Exercise aim: Across the listing that follows, establish how many lines contain the string "this" and provide that number by itself.

[[ Source records open ]]

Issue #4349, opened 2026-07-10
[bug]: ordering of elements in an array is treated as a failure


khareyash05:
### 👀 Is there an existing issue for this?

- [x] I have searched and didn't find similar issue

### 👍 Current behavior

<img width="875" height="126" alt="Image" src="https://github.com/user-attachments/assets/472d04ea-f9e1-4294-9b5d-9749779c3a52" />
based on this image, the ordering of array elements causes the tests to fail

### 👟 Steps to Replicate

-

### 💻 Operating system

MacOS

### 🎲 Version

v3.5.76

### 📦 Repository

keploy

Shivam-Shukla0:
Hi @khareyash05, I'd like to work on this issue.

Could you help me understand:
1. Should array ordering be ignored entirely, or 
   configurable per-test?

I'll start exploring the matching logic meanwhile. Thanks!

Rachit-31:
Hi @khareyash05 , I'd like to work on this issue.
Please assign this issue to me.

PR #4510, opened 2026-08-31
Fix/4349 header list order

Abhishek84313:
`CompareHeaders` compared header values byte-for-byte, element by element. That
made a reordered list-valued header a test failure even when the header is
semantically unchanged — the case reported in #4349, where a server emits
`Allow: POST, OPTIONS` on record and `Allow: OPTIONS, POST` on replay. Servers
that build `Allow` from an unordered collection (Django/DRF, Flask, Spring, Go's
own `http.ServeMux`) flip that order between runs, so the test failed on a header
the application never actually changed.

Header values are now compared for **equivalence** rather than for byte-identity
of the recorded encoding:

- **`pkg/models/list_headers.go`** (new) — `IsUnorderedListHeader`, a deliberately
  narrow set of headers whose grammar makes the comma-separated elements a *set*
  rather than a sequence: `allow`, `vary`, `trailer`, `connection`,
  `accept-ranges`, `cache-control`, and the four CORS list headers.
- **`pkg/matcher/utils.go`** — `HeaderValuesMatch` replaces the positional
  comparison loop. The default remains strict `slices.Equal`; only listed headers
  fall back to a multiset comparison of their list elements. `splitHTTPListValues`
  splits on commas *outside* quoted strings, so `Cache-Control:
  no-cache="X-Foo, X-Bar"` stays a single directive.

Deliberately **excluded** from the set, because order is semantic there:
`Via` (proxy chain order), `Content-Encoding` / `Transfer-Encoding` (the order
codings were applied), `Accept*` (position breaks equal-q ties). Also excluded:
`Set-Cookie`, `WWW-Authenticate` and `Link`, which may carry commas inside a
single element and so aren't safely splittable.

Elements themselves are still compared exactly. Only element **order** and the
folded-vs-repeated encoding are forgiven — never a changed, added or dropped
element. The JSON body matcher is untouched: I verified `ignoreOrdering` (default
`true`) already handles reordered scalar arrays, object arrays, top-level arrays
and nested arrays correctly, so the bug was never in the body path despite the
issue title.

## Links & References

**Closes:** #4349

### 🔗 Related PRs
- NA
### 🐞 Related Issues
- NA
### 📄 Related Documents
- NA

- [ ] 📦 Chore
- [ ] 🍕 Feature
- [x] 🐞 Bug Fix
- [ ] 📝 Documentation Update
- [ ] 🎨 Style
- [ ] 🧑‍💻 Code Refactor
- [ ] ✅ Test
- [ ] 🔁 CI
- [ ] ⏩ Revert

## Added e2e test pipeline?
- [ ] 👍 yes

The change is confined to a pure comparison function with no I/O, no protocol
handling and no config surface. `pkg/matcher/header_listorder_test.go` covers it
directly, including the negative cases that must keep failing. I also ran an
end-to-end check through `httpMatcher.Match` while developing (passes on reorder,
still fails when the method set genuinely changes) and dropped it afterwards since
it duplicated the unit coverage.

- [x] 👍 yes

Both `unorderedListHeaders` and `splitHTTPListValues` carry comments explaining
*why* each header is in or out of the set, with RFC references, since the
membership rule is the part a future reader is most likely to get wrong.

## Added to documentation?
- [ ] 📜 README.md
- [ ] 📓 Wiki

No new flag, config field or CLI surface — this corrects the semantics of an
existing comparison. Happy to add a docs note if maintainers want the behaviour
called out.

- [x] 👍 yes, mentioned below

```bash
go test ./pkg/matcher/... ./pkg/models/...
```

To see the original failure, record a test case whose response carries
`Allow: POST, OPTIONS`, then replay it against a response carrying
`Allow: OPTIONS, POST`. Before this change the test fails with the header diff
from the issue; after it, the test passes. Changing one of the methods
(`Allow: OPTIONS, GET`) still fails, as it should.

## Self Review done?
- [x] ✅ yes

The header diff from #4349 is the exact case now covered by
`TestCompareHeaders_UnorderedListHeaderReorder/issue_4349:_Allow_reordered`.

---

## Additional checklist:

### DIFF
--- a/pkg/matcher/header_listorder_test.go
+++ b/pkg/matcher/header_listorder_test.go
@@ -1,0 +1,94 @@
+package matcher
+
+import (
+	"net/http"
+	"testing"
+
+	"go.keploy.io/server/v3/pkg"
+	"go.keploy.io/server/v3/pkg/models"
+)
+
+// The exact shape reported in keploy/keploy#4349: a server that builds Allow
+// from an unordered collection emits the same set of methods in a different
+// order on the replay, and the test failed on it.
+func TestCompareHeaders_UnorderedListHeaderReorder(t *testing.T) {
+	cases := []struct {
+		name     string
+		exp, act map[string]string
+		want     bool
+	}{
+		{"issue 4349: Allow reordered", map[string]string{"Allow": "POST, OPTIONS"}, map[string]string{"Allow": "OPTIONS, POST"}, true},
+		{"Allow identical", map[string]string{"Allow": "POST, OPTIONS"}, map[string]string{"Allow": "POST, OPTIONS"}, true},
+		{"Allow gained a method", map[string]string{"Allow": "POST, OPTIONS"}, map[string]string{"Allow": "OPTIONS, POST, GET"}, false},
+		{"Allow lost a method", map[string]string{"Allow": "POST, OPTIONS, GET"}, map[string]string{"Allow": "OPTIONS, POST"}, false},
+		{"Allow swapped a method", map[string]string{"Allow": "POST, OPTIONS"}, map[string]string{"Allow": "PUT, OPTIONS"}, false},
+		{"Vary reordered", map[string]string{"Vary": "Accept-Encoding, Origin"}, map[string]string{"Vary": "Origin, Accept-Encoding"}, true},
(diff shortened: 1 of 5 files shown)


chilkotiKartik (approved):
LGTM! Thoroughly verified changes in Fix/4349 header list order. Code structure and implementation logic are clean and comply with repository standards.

[[ Source records closed ]]

Exercise output: 7